Astra Agro Lestari Rambah Bisnis Peternakan Sapi

 

PT Astra Agro Lestari Tbk. mulai tahun ini sedang mengembangkan lini bisnis baru yaitu peternakan sapi di Kalimantan Tengah. Per September 2017, emiten berkode AALI ini telah mengimpor 7.000 ekor sapi dari Australia.

Santosa, Presiden Direktur AALI, mengatakan, pihaknya mengucurkan dana Rp 100 miliar untuk investasi peternakan sapi. Program ini digagas dengan integrasi lahan sawit seluas 7.405 hektare (ha) “Peternakan sapi ini masih tahap pre-operating, merupakan investasi jangka panjang, ini tahun pertama kami, sesuatu yang baru, kolaborasi sawit dan sapi. Investasinya sekitar Rp 100 miliar,” ujar Santosa.

Ia melanjutkan, perusahaan mengerjakan dua hal yakni  penggemukan (fattening) dan pengembangbiakkan (breeding). Rinciannya, sebanyak 3.370 ekor dikembangbiakkan, dan 4414 ekor untuk digemukkan.

“Ada dua yang dikerjakan, pertama adalah penggemukan, kami impor sapi dari Australia lalu digemukkan sekitar 100 hari baru dijual ke pasar. Harga beli sekitar US$ 32 per kilo. Di sini digemukkan, hitungan pertambahannya sekitar 1,2 kg per hari Kedua, adalah breeding,” jelasnya.

Santosa menjelaskan, perseroan melepas sapi ke pasaran terutama di Pulau Jawa dengan harga jual Rp 20-25 juta per ekor. “Untuk yang penggemukan pun kami jualnya di pasar tradisional dulu. Di 2018 rencananya akan kembali mengimpor sekitar 4.000 ekor,” tambahnya.

Ke depannya, bisnis jangka panjang ini diharapkan bisa membantu program kedaulatan pangan pemerintah terutama di komoditas daging. “Ke depannya kami ingin menjadi salah satu breeding sapi terbaik di Indonesia.

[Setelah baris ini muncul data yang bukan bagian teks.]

PR #135, opened 2020-04-07
Added unit tests for rca.samplers and rca.util

sidheart:
*Issue #, if available:* 51

*Description of changes:* 
- Changed visibility of a few variables and methods to allow for testing
- Added ability to create new NodeDetails elements to the ClusterDetailsEventProcessorTestHelper class

*Tests:*
- RcaEnabledSamplerTest: Basic test which verified the construction and sampling behavior of the uut
- Modified NodeStateManagerTest to not rely on mocks
- Added the RcaStateSamplersTest which does basic constructor coverage. We can't ignore this package, so this test is minor, but necessary for improved coverage
- Added the ClusterUtilsTest which verifies ClusterUtils behavior

*Code coverage percentage for this patch:* 93% for rca.samplers
                                                                      89% for rca.util

### DIFF
--- a/src/main/java/com/amazon/opendistro/elasticsearch/performanceanalyzer/rca/samplers/RcaEnabledSampler.java
+++ b/src/main/java/com/amazon/opendistro/elasticsearch/performanceanalyzer/rca/samplers/RcaEnabledSampler.java
@@ -21,20 +21,21 @@ import com.amazon.opendistro.elasticsearch.performanceanalyzer.rca.stats.collect
 import com.amazon.opendistro.elasticsearch.performanceanalyzer.rca.stats.emitters.ISampler;
 import com.amazon.opendistro.elasticsearch.performanceanalyzer.reader.ClusterDetailsEventProcessor;
 import com.amazon.opendistro.elasticsearch.performanceanalyzer.reader.ClusterDetailsEventProcessor.NodeDetails;
+import com.google.common.annotations.VisibleForTesting;
 
 public class RcaEnabledSampler implements ISampler {
 
   @Override
   public void sample(SampleAggregator sampleCollector) {
-    sampleCollector.updateStat(RcaRuntimeMetrics.RCA_ENABLED, "", isRcaEnabled());
+    sampleCollector.updateStat(RcaRuntimeMetrics.RCA_ENABLED, "", isRcaEnabled() ? 1 : 0);
   }
 
-  private int isRcaEnabled() {
+  @VisibleForTesting
+  boolean isRcaEnabled() {
     NodeDetails currentNode = ClusterDetailsEventProcessor.getCurrentNodeDetails();
     if (currentNode != null && currentNode.getIsMasterNode()) {
-      return RcaController.isRcaEnabled() ? 1 : 0;
+      return RcaController.isRcaEnabled();
     }
-
-    return 0;
+    return false;
   }
 }
--- a/src/test/java/com/amazon/opendistro/elasticsearch/performanceanalyzer/reader/ClusterDetailsEventProcessorTestHelper.java
+++ b/src/test/java/com/amazon/opendistro/elasticsearch/performanceanalyzer/reader/ClusterDetailsEventProcessorTestHelper.java
@@ -15,6 +15,7 @@
 
 package com.amazon.opendistro.elasticsearch.performanceanalyzer.reader;
 
+import com.amazon.opendistro.elasticsearch.performanceanalyzer.metrics.AllMetrics;
 import com.amazon.opendistro.elasticsearch.performanceanalyzer.metrics.PerformanceAnalyzerMetrics;
 import com.amazon.opendistro.elasticsearch.performanceanalyzer.reader_writer_shared.Event;
 import java.sql.SQLException;
@@ -31,6 +32,11 @@ public class ClusterDetailsEventProcessorTestHelper extends AbstractReaderTests 
 
   public void addNodeDetails(String nodeId, String address, boolean isMasterNode) {
     nodeDetails.add(createNodeDetailsMetrics(nodeId, address, isMasterNode));
+  }
+
+  public static ClusterDetailsEventProcessor.NodeDetails newNodeDetails(final String nodeId, final String address,
+                                                                        final boolean isMasterNode) {
+    return createNodeDetails(nodeId, address, isMasterNode);
   }
 
   public void generateClusterDetailsEvent() {
--- a/src/main/java/com/amazon/opendistro/elasticsearch/performanceanalyzer/rca/stats/collectors/SampleAggregator.java
+++ b/src/main/java/com/amazon/opendistro/elasticsearch/performanceanalyzer/rca/stats/collectors/SampleAggregator.java
@@ -37,7 +37,6 @@ import java.util.Map;
 import java.util.Objects;
 import java.util.Set;
 import java.util.concurrent.ConcurrentHashMap;
-import java.util.concurrent.ExecutorService;
 import java.util.concurrent.atomic.AtomicLong;
 import org.apache.logging.log4j.LogManager;
 import org.apache.logging.log4j.Logger;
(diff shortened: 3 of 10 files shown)


yojs:
Issue #, if available: 51

Description of changes: Added unit tests for rca.samplers and rca.util

Tests:

// In this section, can we mention what scenarios are we covering in the tests we add please ?

src/main/java/com/amazon/opendistro/elasticsearch/performanceanalyzer/rca/ControllerUtil.java
```diff
@@ -0,0 +1,21 @@
+package com.amazon.opendistro.elasticsearch.performanceanalyzer.rca;
+
+/**
+ * ControllerUtil is a singleton which provides visibility into {@link RcaController}'s state
+ */
+public class ControllerUtil {
+    public static final ControllerUtil API = new ControllerUtil();
```
yojs, line 7: I would suggest we don't use static classes or initializes as much as possible. 
The thing is your UT framework initializes once. If you set something in a static object in one of the tests, it stays there (unless explicitly reset after the tests pass). This can cause weird behaviors in your tests based on the order they execute etc.
If we can remove them, it will be great.

sidheart: I also want to avoid static classes / members where possible. That was the intent here. rcaEnabled previously was a static member of the RcaController that could only be set via a file read through a controller method. This causes issues for the reason you mentioned in your comment: testing with static classes/methods/members sucks. That's why I extracted the read/write logic for isRcaEnabled into the singleton class here. I did this in a few other places so that I could avoid static classes and bytecode hijacking via PowerMock.

sidheart: I removed the ControllerUtil, the RcaController can be refactored at a future time

build.gradle
```diff
@@ -230,11 +230,14 @@ dependencies {
     compile group: 'org.apache.logging.log4j', name: 'log4j-core', version: '2.13.0'
     compile group: 'org.apache.commons', name: 'commons-lang3', version: '3.9'
     compile group: 'commons-io', name: 'commons-io', version: '2.3'
+    compile 'org.projectlombok:lombok:1.18.12'
     implementation 'io.grpc:grpc-netty-shaded:1.25.0'
     implementation 'io.grpc:grpc-protobuf:1.25.0'
     implementation 'io.grpc:grpc-stub:1.25.0'
     implementation 'javax.annotation:javax.annotation-api:1.3.2'
 
+    annotationProcessor 'org.projectlombok:lombok:1.18.12'
```
yojs, line 239: We discussed that we will remove this new dependency, right ?

sidheart: Fully removed in the latest PR

src/main/java/com/amazon/opendistro/elasticsearch/performanceanalyzer/reader/ClusterDetailsEventProcessor.java
```diff
@@ -125,11 +132,27 @@ public static NodeDetails getCurrentNodeDetails() {
...
+    /**
+     * This constructor is provided expressly for testing purposes. In general, NodeDetails should only be
+     * retrieved through method calls such as {@link ClusterDetailsEventProcessor#getCurrentNodeDetails()}
+     * @param id The node's id
+     * @param hostAddress The host's address
+     * @param role The node's role e.g. data-node
+     * @param isMasterNode Whether or not the node is a master node
+     */
+    @VisibleForTesting
+    public NodeDetails(String id, String hostAddress, String role, Boolean isMasterNode) {
```
rguo-aws, line 149: We don't need to add a constructor specifically used by unit test. you can work around this by using a utility function API provided by another unit test. (createNodeDetailsMetrics)

sidheart: Great catch! I've improved the design as you suggested and will remember this pattern for the future.

src/test/java/com/amazon/opendistro/elasticsearch/performanceanalyzer/reader/ClusterDetailsEventProcessorTestHelper.java
```diff
@@ -33,6 +34,11 @@ public void addNodeDetails(String nodeId, String address, boolean isMasterNode)
     nodeDetails.add(createNodeDetailsMetrics(nodeId, address, isMasterNode));
   }
 
+  public static ClusterDetailsEventProcessor.NodeDetails newNodeDetails(String nodeId, String address,
```
yojs, line 37: should we make all the arguments `final` ?

src/main/java/com/amazon/opendistro/elasticsearch/performanceanalyzer/reader/ClusterDetailsEventProcessor.java
```diff
@@ -20,6 +20,7 @@
 import com.amazon.opendistro.elasticsearch.performanceanalyzer.rca.RcaControllerHelper;
 import com.amazon.opendistro.elasticsearch.performanceanalyzer.reader_writer_shared.Event;
 import com.amazon.opendistro.elasticsearch.performanceanalyzer.util.JsonConverter;
+import com.google.common.annotations.VisibleForTesting;
```
yojs, line 23: We added this, but are we using this ?

src/main/java/com/amazon/opendistro/elasticsearch/performanceanalyzer/reader/ClusterDetailsEventProcessor.java
```diff
@@ -29,6 +30,7 @@
 import java.util.Set;
 import java.util.stream.Collectors;
 import javax.annotation.Nullable;
+
```
yojs, line 33: Maybe we can remove this file from change list ?

src/main/java/com/amazon/opendistro/elasticsearch/performanceanalyzer/rca/samplers/RcaEnabledSampler.java
```diff
@@ -29,12 +30,12 @@ public void sample(SampleAggregator sampleCollector) {
     sampleCollector.updateStat(RcaRuntimeMetrics.RCA_ENABLED, "", isRcaEnabled());
   }
 
-  private int isRcaEnabled() {
+  @VisibleForTesting
+  int isRcaEnabled() {
```
yojs, line 34: I would expect this to return a `boolean` :)

src/test/java/com/amazon/opendistro/elasticsearch/performanceanalyzer/reader/ClusterDetailsEventProcessorTestHelper.java
sidheart: Done

src/main/java/com/amazon/opendistro/elasticsearch/performanceanalyzer/reader/ClusterDetailsEventProcessor.java
sidheart: Removed

src/main/java/com/amazon/opendistro/elasticsearch/performanceanalyzer/reader/ClusterDetailsEventProcessor.java
sidheart: Removed

src/main/java/com/amazon/opendistro/elasticsearch/performanceanalyzer/rca/samplers/RcaEnabledSampler.java
sidheart: Done

PR #138, opened 2020-04-07
Added unit tests for the rca.net.handler package

sidheart:
*Issue #, if available:* 51

*Description of changes:* Added unit tests for the rca.net.handler package

*Tests:*


src/main/java/com/amazon/opendistro/elasticsearch/performanceanalyzer/rca/net/CompositeSubscribeRequest.java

Kami akan memikirkan bagaimana menciptakan sapi-sapi berkualitas, Kami berharap bisa menjadi salah satu upstream player di bidang itu, karena investasinya cukup besar,” ujar Santosa.

AALI sendiri sampai Kuartal III tahun ini membukukan laba bersih sebesar Rp 1,406 triliun. Naik 22% dari tahun lalu sebesar Rp 1,145 triliun. Sementara sisi operating income naik 53%, dari tahun lalu sebesar Rp 1,35 triliun menjadi Rp 2,07 triliun di tahun ini.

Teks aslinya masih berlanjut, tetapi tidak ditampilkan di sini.